* _EXERCISE OBJECTIVE_: Would you write out, word for word, each line of the records below from the top through the one holding "disabled for now."?
━━━━
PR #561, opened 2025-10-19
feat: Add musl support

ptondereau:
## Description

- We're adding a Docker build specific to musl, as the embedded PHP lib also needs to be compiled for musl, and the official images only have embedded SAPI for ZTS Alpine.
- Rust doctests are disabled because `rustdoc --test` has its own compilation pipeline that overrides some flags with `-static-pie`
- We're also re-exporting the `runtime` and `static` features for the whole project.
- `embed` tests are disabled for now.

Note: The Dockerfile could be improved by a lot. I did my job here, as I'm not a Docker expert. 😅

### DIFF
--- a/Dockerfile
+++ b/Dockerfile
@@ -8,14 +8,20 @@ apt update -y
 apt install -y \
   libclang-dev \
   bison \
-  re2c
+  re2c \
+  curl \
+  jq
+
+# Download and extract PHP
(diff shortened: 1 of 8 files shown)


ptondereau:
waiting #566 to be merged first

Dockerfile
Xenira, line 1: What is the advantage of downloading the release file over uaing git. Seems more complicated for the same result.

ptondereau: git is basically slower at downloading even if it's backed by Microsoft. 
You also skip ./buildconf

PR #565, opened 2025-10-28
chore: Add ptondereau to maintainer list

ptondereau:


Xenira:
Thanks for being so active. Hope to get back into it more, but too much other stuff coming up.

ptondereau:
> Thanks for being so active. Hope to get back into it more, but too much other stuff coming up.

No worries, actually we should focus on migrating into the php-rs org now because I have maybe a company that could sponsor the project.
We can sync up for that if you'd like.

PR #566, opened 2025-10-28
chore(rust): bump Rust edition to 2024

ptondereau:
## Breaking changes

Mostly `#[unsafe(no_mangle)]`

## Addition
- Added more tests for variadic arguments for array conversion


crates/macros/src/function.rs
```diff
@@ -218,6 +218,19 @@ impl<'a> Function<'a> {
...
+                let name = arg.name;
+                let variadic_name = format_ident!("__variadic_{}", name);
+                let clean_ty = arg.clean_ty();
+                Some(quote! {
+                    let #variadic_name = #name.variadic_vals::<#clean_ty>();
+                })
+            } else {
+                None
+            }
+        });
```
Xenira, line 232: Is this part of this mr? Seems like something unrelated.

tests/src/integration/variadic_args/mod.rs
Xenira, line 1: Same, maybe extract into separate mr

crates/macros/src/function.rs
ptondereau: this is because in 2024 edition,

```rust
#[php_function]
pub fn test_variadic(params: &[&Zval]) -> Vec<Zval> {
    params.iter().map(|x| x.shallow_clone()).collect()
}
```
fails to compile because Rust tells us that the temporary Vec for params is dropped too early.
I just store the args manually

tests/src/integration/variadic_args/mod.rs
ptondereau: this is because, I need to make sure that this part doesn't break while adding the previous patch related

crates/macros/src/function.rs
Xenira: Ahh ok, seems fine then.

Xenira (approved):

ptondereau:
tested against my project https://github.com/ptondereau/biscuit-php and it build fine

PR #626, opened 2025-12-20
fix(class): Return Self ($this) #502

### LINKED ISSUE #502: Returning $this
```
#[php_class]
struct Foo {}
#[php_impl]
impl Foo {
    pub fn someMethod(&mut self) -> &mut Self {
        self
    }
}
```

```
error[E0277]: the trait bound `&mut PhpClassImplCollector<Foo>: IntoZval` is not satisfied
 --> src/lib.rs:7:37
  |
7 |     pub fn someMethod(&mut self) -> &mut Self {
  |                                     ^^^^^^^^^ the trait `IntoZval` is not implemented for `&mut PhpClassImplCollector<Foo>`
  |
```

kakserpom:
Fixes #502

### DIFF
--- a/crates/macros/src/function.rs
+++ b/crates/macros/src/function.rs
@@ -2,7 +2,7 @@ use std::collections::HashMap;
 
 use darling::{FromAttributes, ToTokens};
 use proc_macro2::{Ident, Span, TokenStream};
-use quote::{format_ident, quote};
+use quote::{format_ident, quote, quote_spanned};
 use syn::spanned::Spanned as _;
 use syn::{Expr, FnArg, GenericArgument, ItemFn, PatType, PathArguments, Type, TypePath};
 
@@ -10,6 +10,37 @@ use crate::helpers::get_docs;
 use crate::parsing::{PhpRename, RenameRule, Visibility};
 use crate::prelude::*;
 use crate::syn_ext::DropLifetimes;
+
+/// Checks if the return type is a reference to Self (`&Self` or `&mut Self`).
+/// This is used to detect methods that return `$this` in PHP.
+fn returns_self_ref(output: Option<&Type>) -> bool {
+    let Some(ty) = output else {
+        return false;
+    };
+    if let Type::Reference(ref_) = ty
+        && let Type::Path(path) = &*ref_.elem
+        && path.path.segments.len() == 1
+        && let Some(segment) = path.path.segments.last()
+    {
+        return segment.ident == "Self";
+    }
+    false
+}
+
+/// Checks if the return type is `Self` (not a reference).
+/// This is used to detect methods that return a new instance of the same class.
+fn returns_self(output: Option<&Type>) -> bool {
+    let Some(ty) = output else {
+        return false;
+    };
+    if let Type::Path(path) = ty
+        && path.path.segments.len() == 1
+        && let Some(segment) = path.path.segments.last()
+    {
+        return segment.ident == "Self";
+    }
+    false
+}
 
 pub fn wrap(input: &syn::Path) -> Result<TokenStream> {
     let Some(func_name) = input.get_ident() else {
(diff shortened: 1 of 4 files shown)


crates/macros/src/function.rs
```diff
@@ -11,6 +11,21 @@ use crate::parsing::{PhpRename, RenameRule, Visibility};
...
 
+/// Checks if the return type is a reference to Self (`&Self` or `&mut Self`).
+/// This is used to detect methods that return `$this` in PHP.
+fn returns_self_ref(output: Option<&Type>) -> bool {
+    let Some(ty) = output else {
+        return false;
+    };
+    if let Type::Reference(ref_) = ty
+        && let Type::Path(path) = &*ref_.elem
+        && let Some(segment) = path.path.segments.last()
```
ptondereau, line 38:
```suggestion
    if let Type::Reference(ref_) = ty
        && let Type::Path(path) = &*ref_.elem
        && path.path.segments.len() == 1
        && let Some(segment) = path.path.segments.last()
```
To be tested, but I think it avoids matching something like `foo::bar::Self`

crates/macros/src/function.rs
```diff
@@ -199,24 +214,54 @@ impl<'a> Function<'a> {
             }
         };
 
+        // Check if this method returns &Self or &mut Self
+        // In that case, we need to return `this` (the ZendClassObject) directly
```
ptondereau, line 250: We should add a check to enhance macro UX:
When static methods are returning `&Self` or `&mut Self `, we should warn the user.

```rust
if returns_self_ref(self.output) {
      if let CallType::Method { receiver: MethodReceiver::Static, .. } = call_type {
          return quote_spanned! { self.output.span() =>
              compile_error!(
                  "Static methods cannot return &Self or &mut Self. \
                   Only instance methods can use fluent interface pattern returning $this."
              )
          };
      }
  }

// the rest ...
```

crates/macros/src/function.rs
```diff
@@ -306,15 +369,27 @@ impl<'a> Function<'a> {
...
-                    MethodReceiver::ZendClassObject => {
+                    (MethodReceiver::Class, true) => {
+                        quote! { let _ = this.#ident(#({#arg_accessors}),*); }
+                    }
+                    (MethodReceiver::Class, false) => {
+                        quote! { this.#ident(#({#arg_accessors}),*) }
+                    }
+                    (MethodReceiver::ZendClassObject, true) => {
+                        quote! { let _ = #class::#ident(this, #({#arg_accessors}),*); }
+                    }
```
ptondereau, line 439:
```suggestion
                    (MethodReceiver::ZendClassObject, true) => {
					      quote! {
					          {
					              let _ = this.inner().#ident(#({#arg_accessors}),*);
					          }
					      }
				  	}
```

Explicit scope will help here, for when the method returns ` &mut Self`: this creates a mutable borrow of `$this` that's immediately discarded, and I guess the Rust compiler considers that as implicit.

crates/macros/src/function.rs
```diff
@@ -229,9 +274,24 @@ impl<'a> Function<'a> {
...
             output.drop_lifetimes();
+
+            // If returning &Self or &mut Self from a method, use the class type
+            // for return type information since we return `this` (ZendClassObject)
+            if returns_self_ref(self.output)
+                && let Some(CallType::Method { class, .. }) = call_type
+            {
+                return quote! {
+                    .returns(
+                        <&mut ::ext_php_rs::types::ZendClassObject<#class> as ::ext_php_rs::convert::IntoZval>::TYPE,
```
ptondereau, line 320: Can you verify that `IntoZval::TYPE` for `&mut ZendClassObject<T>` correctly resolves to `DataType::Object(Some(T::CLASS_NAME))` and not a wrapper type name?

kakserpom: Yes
━━━━
* _WRITTEN SOLUTION_:
PR #561, opened 2025-10-19
feat: Add musl support

ptondereau:
## Description

- We're adding a Docker build specific to musl, as the embedded PHP lib also needs to be compiled for musl, and the official images only have embedded SAPI for ZTS Alpine.
- Rust doctests are disabled because `rustdoc --test` has its own compilation pipeline that overrides some flags with `-static-pie`
- We're also re-exporting the `runtime` and `static` features for the whole project.
- `embed` tests are disabled for now.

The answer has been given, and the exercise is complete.